Desde el punto de vista del psicoanálisis se sostiene que el amor da sentido a la vida, que sin amor la vida no tiene sentido. El odio surge ahí, donde la vida pierde su sentido, ahí donde el Sujeto se experimenta en su sinsentido.
Para Jacques Lacan: “El odio es una pasión del ser que funciona como un rechazo al saber y un intento de poner fin a la incertidumbre de la angustia”.


Si bien el odio es inherente al ser humano, al igual que el amor, sería interesante abordarlo por fuera del individuo. Analizarlo como un hecho generalizado, hasta social podría decirse ¿Por qué motivo se darán ciertas coincidencias entre diversos movimientos inorgánicos desde el punto de vista político, que apuestan a ser parte de las ultraderechas del mundo sin tener demasiadas coincidencias concretas entre sí, más allá de las formas discursivas? Por ejemplo: Donald Trump es proteccionista (cierra la economía para defender la producción) y Milei es liberal-libertario (abre la economía para destruirla) quizás sea esta una hipótesis de respuesta. Modelos complementarios. Cóncavo y convexo.

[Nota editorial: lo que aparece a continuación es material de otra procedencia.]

PR #662, opened 2020-10-08
minerselector/sr2: filter by maxprice and always query ask && FFS MinPieceSize condition

### LINKED ISSUE #664: minerselector/sr2: consider configured MaxPrice
Make SR2 miner selector consider a `MaxPrice` greater than 0 condition in _StorageConfig_.

### LINKED ISSUE #665: ffs: allow specifying minimum piece size for Cold Storage
Allow configuring FFS to only allow to enable Cold Storage for data which piece size is at least some specified minimum.

Recall that the piece size isn't the data size, since data is padded to the next power of 2. e.g: data of size 100MiB will have a piece size of 128MiB.

jsign:
- Closes #664 
- Closes #665
- Force always query-asking miners since now in SR2 miners are changing prices too frequently and using the ask index cache might have stalled prices.
- Update Louts client to v0.9.0


ffs/integrationtest/filters/filters_test.go
```diff
@@ -56,7 +56,7 @@ func TestFilecoinTrustedMiner(t *testing.T) {
 
 		r := rand.New(rand.NewSource(22))
 		cid, _ := it.AddRandomFile(t, r, ipfsAPI)
-		trustedMiner := "t01001"
+		trustedMiner := "f01001"
```
jsign, line 59: In this transition phase to mainnet, now miners start with `f` not `t`.

ffs/minerselector/sr2/sr2.go
```diff
@@ -41,8 +39,8 @@ type bucket struct {
 }
 
 // New returns a new SR2 miner selector.
-func New(url string, ai *askindex.Runner, cb lotus.ClientBuilder) (*MinerSelector, error) {
-	ms := &MinerSelector{url: url, ai: ai, cb: cb}
+func New(url string, cb lotus.ClientBuilder) (*MinerSelector, error) {
```
jsign, line 42: Ugly diff, but basically:
- Always query ask miners in the list, since they're changing prices fast and the cache might give stalled values. Also, the ask index might be disabled temporarily so can also have stalled values by other reason.
- Take into account `MaxPrice` if set. If a miner doesn't satisfy that constraint, is skipped and it looks for a next one.

asutula (approved):
Looks good!

PR #668, opened 2020-10-12
SR2 miner selector price cap & index refactor

jsign:
Put a hard cap on max price from remote list, and do some good index refactors.

### DIFF
--- a/ffs/minerselector/sr2/sr2.go
+++ b/ffs/minerselector/sr2/sr2.go
@@ -82,7 +82,7 @@ func (ms *MinerSelector) GetMiners(n int, f ffs.MinerSelectorFilter) ([]ffs.Mine
 			bucket.Amount = len(miners)
 		}
 		var regionSelected int
-		for i := 0; i < len(miners); i++ {
+		for i := 0; regionSelected < bucket.Amount && i < len(miners); i++ {
 			sask, err := getMinerQueryAsk(c, miners[i])
 			if err != nil {
 				log.Warnf("sr2 miner %s query-ask errored: %s", miners[i], err)
--- a/ffs/minerselector/sr2/sr2.go
+++ b/ffs/minerselector/sr2/sr2.go
@@ -89,7 +89,7 @@ func (ms *MinerSelector) GetMiners(n int, f ffs.MinerSelectorFilter) ([]ffs.Mine
 				continue
 			}
 			if sask > maxSR2Price {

Estas corrientes que están en lugares de poder trabajan de manera mancomunada paradójicamente. Tienen distintos objetivos, persiguen diferentes intereses y son apoyados por integrantes de todo el abanico social. Tienen dos denominadores comunes. A) El odio inoculado B) las decisiones políticas y económicas solamente favorecen a los grupos extremadamente concentrados de la economía.


La aguja hipodérmica y la inoculación del odio demuestran que, si bien el mundo cambió en sus apariencias, el fascismo y las ultraderechas son parte de una misma línea histórica-política mundial. Los métodos de propaganda nazi eran directos y las redes sociales, aunque de apariencia libre, son un caldo de cultivo ideado para romper todos los consensos que venía respetando la humanidad respecto a los derechos humanos internacionales.


El 5 por ciento más rico del mundo es cada vez más poderoso y el 95 se encuentra desmembrado y odioso entre sí. El enemigo no es el que está al lado. Habita en la vereda de enfrente.